Maybe you disagree and want to write imperative application logic. That’s fine. CS will still work, but the trade-offs change:
- Imperative programming can be slightly more performant than functional. That is something to keep in mind if the performance gains from keeping everything in memory aren’t enough for you.
- Consider how you would query your application state. When the application state is built with immutable data structures, it is likely to end up more relational in nature, with more collections and IDs and without cycles. On the other hand, when the state is built with mutable data structures that are operated on imperatively, it is likely to end up with more direct pointers and cycles.
- Traditional databases has extensive support for rolling back failed transactions. In CS, you need to choose a strategy for rollback. With immutable state, rollback is trivial since the application state as it was before a transaction began executing can be left as-is until transaction success is confirmed. If you use mutable data structures, you might need STM or some other kind of transaction control.
- Since immutable data structures typically have no cycles, saving and restoring snapshots is a simple (de)serialization. Immutability also means that one application state can be snapshotted independently of the process executing transactions. With mutable data structures, snapshotting could get a bit trickier.
In summary, CS and functional style application logic is a good match, but it’s still possible to use CS imperatively.
Summary
- Command Sourcing (CS) means you keep state in memory while persisting a log of commands. There is no need to persist state in a database since state can be recreated using the log.
- CS likely increases both developer productivity and run-time performance.
- CS has some implications for the structure of application logic and hardware requirements – it’s not suitable for all applications.

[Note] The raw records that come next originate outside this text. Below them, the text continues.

PR #511, opened 2018-08-28
fix(emails): email details list

ganeshkumar1989:
MFRWW-829

### Requirements

The emails table is not getting populated, even if the data is being correctly fetched by the APIs.

### Description of the Change

The email data is being fetched correctly. But the de-structuring assignment was not being done properly, resulting in an error in the transform function. This has been fixed.

### DIFF
--- a/client/app/email-domain/delegate/email-domain-delegate.controller.js
+++ b/client/app/email-domain/delegate/email-domain-delegate.controller.js
@@ -120,16 +120,16 @@ angular.module('App').controller(
           email: this.Emails.getDelegatedEmail(item),
           usage: this.Emails.getEmailDelegatedUsage(item),
         })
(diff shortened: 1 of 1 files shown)


client/app/email-domain/delegate/email-domain-delegate.controller.js
```diff
@@ -120,16 +120,16 @@ angular.module('App').controller(
           email: this.Emails.getDelegatedEmail(item),
           usage: this.Emails.getEmailDelegatedUsage(item),
         })
-        .then(({ originalEmail, usage }) => {
-          const email = _(originalEmail).clone();
+        .then(({ email, usage }) => {
```
FredericEspiau: God I'm an idiot

PR #522, opened 2018-09-04
refactor(domain.zone): use oui-action-menu

TedKac:


client/app/domain/zone/ZONE.html
```diff
@@ -200,15 +200,13 @@
...
-                                        <button class="btn btn-icon" type="button"
-                                                data-ng-if="!(record.fieldType === 'NS' && !record.subDomain) && ctrlDomainTabZoneDns.allowModification"
-                                                data-linkedpopover="domain/zone/domain-zone-dns.popover.html"
-                                                data-linkedpopover-placement="left"
-                                                data-linkedpopover-remote="true"
-                                                data-linkedpopover-single="true"
-                                                data-linkedpopover-title="{{i18n.common_actions}}">
-                                            <span class="oui-icon oui-icon-gear_line oui-icon_small" aria-hidden="true"></span>
-                                        </button>
+                                        <oui-action-menu data-compact data-align="end"
```
antleblanc: In that way we agree that a cell can be empty which is not the best option. Isn't it? 

A better solution would be  to apply the `ngIf`directive on the parent `<td>` and increase a `colspan` attribute to one of siblings elements.

But as it was already implemented in that way, let's move on:)

FYI: next enhancement could be to rewrite this view by using the `<oui-datagrid>` component.

Anyway, thanks a lot!

PR #525, opened 2018-09-06
refactor(domain.dynhost.login): use oui-back-button

TedKac:


client/app/domain/dynhost/login/domain-dynhost-login.html
```diff
@@ -8,11 +8,9 @@
 
         <div data-ng-if="!ctrlDomainDynHostLogin.loading.init && !ctrlDomainDynHostLogin.hasResult">
             <div>
```
FredericEspiau: Could loose the `div`

PR #526, opened 2018-09-09
fix(domain.general.informations): remove alert message from domain without hosting

RenaudLo:
Hello

### Requirements : 

When you select a domain name in general informations. If the domain name hasn't web hosting associated, you have alert message : 

> There was an error when retrieving associated web hosting plans (This service does not exist)

The domain name hasn't web hosting so, it isn't necessary to show alert message but we can show all web hostings with the associated domain

### Description of the Change:

I create new function getHostingWithAttachedDomain based on api:/hosting/web/attachedDomain instead of getAttachedDomains because function getAttachedDomains return 404 if the service doesn't exist. 

I use new function getHostingWithAttachedDomain in domain-general-informations.controller.js

### Benefits

Help clients

### DIFF
--- a/client/app/domain/general-informations/domain-general-informations.controller.js
+++ b/client/app/domain/general-informations/domain-general-informations.controller.js
@@ -205,7 +205,7 @@ angular.module('App').controller(
     getAssociatedHosting(serviceName) {
       this.loading.associatedHosting = true;
       this.hostingAssociated = [];
-      return this.HostingDomain.getAttachedDomains(serviceName)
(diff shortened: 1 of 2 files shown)


euhmeuh:
We're sending this to Quality Check right now :)
Thank you for the contribution!

euhmeuh:
Ref: MFRWW-1127

RenaudLo:
Hello,

The bug is fix with PR #537.

Thanks!

I close the PR.

Can you close MANAGER-752?

antleblanc:
MANAGER-752 is now closed! Thanks!

PR #560, opened 2018-09-25
refactor(private.databse.state): use oui-status & class

TedKac:
## refactor(private.databse.state): use oui-status & class


antleblanc:
Thanks @TedKac for those enhancements.

I strongly encourage you to have a look at the [`<oui-tile>`](http://master.ui-kit.ovh/#!/oui-angular/tile) component.

PR #565, opened 2018-09-27
style(hosting.general.informations): move progress bar in tile

TedKac:

### DIFF
--- a/client/app/hosting/general-informations/GENERAL_INFORMATIONS.html
+++ b/client/app/hosting/general-informations/GENERAL_INFORMATIONS.html
@@ -84,6 +84,58 @@
                                         </button>
                                     </oui-action-menu>
                                 </li>
+                                <li class="oui-tile__item">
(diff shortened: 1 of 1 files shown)


client/app/hosting/general-informations/GENERAL_INFORMATIONS.html
```diff
@@ -84,6 +84,58 @@ <h3 class="oui-header_4 oui-tile__title" data-translate="hosting_dashboard_gener
                                         </button>
                                     </oui-action-menu>
                                 </li>
+                                <li class="oui-tile__item">
+                                    <div data-ng-if="!hosting.isExpired"
+                                         data-ng-show="hosting.quotaPercent != null && hosting.quotaPercent >= 0">
```
JeremyDec: `hosting.quotaPercent` can be null or undefined ? Or it can be null only ? If so please use strict equality (`hosting.quotaPercent !== null`)

PR #668, opened 2018-10-18
fix(privatedb.order): display warning for 512MB only

euhmeuh:
MANAGER-1766

### DIFF
--- a/client/app/private-database/order/sql-database-order-controller.js
+++ b/client/app/private-database/order/sql-database-order-controller.js
@@ -203,6 +203,12 @@ angular.module('App').controller(
       }
     }
 
+    shouldDisplayFreeDbWarning() {
+      return this.isPrivateDb()
+        && _.get(this.model, 'ram') === '512'
+        && _.get(this.selectedHosting, 'stillHasFreeDbOffer');
+    }
+
     /*
        * DURATION
        */
--- a/client/app/private-database/order/sql-database-order.html
+++ b/client/app/private-database/order/sql-database-order.html
@@ -140,7 +140,7 @@
                     </div>
 
                     <oui-message type="warning"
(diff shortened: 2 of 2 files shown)


client/app/private-database/order/sql-database-order.html
```diff
@@ -140,7 +140,7 @@ <h2 class="mt-5" data-translate="privateDatabase_order_sql_customize_title"></h2
                     </div>
 
                     <oui-message type="warning"
-                                 data-ng-if="$ctrl.isPrivateDb() && $ctrl.selectedHosting && $ctrl.selectedHosting.stillHasFreeDbOffer">
+                                 data-ng-if="$ctrl.shouldDisplayFreeDbWarning()">
```
FredericEspiau: `data-` right above 😄

client/app/private-database/order/sql-database-order-controller.js
```diff
@@ -203,6 +203,12 @@ angular.module('App').controller(
       }
     }
 
+    shouldDisplayFreeDbWarning() {
+      return this.isPrivateDb()
+        && _.get(this.model, 'ram') === '512'
```
FredericEspiau: `this.model.ram` and `this.selectedHosting. stillHasFreeDbOffer ` can be empty at this point ?

client/app/private-database/order/sql-database-order.html
euhmeuh: Bien vu x)

client/app/private-database/order/sql-database-order-controller.js
euhmeuh: The method is called from the DOM in the digest cycle, so it can be called before any promise.

PR #675, opened 2018-10-18
fix(email.rules): handle rules with special names

FredericEspiau:
## Handle rule with special characters

MANAGER-1771

Also fixed the "Other" dropdown issue when clicking on the cross button
Also refactored all the code for rules & delegated rules

### DIFF
--- a/client/app/email-domain/email-domain.service.js
+++ b/client/app/email-domain/email-domain.service.js
@@ -303,22 +303,16 @@ angular.module('services').service(
      * @param rules
      */
     createFilter(serviceName, accountName, filter, rules) {
-      const defer = this.$q.defer();
-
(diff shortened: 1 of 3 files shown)


client/app/email-domain/email-domain.service.js
```diff
@@ -487,20 +458,11 @@ angular.module('services').service(
...
-        .all(promises)
-        .then(() => defer.resolve())
-        .catch(data => defer.resolve(data));
-
-      return defer.promise;
+      return this.$q
+        .all(
+          rulesId.map(id => this.deleteRule(serviceName, accountName, filterName, id)),
+        )
+        .catch(data => data);
```
marie-j: Isn't that the default behavior ?

PR #50, opened 2022-05-20
Split extension and configure runtime agnostic build script

medikoo:
- Ensure internal and external extensions logic are independent of each other (remove any common code)
- Separate both extensions at the root folder (that also introduces a breaking change, therefore the following release will be `0.3`)
- Configure a script that builds a runtime agnostic version of the external extension (cc @whardier)
- Remove `lodash.isobject` dependency

_There are no changes to any internal logic in this PR_


Danwakeem (approved):
This looks good but more to Shane's point the final external extension zip is pretty large 🤷

medikoo:
> This looks good but more to Shane's point the final external extension zip is pretty large 🤷

Yes, as we discussed it's a temporary step until we have it written in Rust

PR #51, opened 2022-05-23
Remove `node-fetch` dependency in external extension

medikoo:
So it's lighter and has better initialization time (less external requires), I've tested it by deploying and confirming that all requests work as expected (as this is not really covered by integration tests at this point)

Additionally improved CI setup:
- So far we were updating `node_modules` with `npm update` which won't clean dependencies that were removed from `package.json`. For internal and external extensions I've ensured we have a clean install
- Remove obsolete installation of dependencies in test fixtures for publish job


Danwakeem (approved):
Awesome 😎

PR #54, opened 2022-05-25
Fix dependencies configuration

medikoo:
_Addressing issue reported internally by @whardier (observed `Error: Cannot find module 'yargs-parser'`)_

Current conventions are the following:
- All _dev_ dependencies that are used for testing, linting etc. (operations that should not be done on the package when it's npm installed) at the root package
- All `aws-lambda-otel-extension` build script dependencies are treated as _prod_ (not _dev_) dependencies (as users should be able to build the extension binaries after installing this package).

This PR fixes issues in dependencies layout

### DIFF
--- a/node/package.json
+++ b/node/package.json
@@ -25,6 +25,7 @@
     "chai": "^4.3.6",
     "chalk": "^4.1.2",
     "child-process-ext": "^2.1.1",
+    "deasync": "^0.1.26",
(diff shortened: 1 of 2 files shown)


Danwakeem (approved):
Ahh sorry I forgot to hit approve on this yesterday 🙄 ✅

PR #55, opened 2022-05-26
Bundle internal and external extensions into a single file

medikoo:
Bundle extensions but without minifying the source code, so eventual crashes can easily be debugged (I've also tested that minification doesn't give us a real gain in any area)

As I tested this cuts down ca 260ms from initialization time (30ms on external extension and 230ns on internal)

Additionally, it cuts down extension size from 8.7MB to 284KB


Danwakeem (approved):
This is awesome 😎 Pretty amazing what moving some files around can do

PR #56, opened 2022-05-26
 Improve extension overhead logs tag line

medikoo:
`Extension duration` suggested that it's a total time that extension took, while it reports only the overhead of what extension adds to the execution time. Updated log message to reflect that


Danwakeem (approved):
😎

PR #57, opened 2022-05-26
Support new user settings format

medikoo:
Switch to the format of settings we've agreed on internally.

This feels like a breaking change, but as we considered those settings experimental we do not propagate this as breaking at this point


Danwakeem (dismissed):
Looks good to me 👍 And framework will just drop these into the user settings environment variable correct?

medikoo:
> Looks good to me 👍 And framework will just drop these into the user settings environment variable correct?

The framework also needs the update, and it's ready here: https://github.com/serverless/serverless/pull/11115

PR #62, opened 2022-06-01
Generalize user settings and request handling

medikoo:
- Unify reports handling to one central function
- Move all the settings to user settings JSON read from `SLS_OTEL_USER_SETTINGS` environment variable


Danwakeem (approved):
LGTM 👍 The combined method for sending reports is nice 😎

PR #63, opened 2022-06-02
Fix request and response hooks handling

medikoo:
_Reported internally by @Mmarzex_

It appears that AWS Lambda instrumentation supports only _sync_ request and response hooks, and eventual promises as returned by them are not awaited

It was not that problematic for lamdbas which resolved with a _callback_ and over there `context.callbackWaitsForEmptyEventLoop` is set to `true`, so AWS naturally waited for that hook to resolve before settling the invocation. Still when result of lambda is _thenable_ this setting is set to _false_ and AWS immediately settles the invocation.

- Functional style programming fits better with CS, but isn’t necessary.
Discuss on Lobsters and Hacker News
Thanks to Robert Friberg for proof-reading and suggestions. A while ago I had the pleasure to attend one of Robert’s conference presentations on CS, which is what inspired me to write this article. He speaks from his experience with developing OrigoDB and then Memstate. (Disclosure: No affiliation apart from help with this article, and no implied endorsement of OrigoDB or Memstate.)
Thanks to Panagiotis Peikidis for proof-reading and suggestions.
Edit 2024-01-13: Originally published as “The Memory Image Pattern”. Thanks to Lobste.rs user hankstenberg for suggesting the better term “Command Sourcing”. Turns out this term already has seen some use. Search the web for “command sourcing vs event sourcing” for more resources.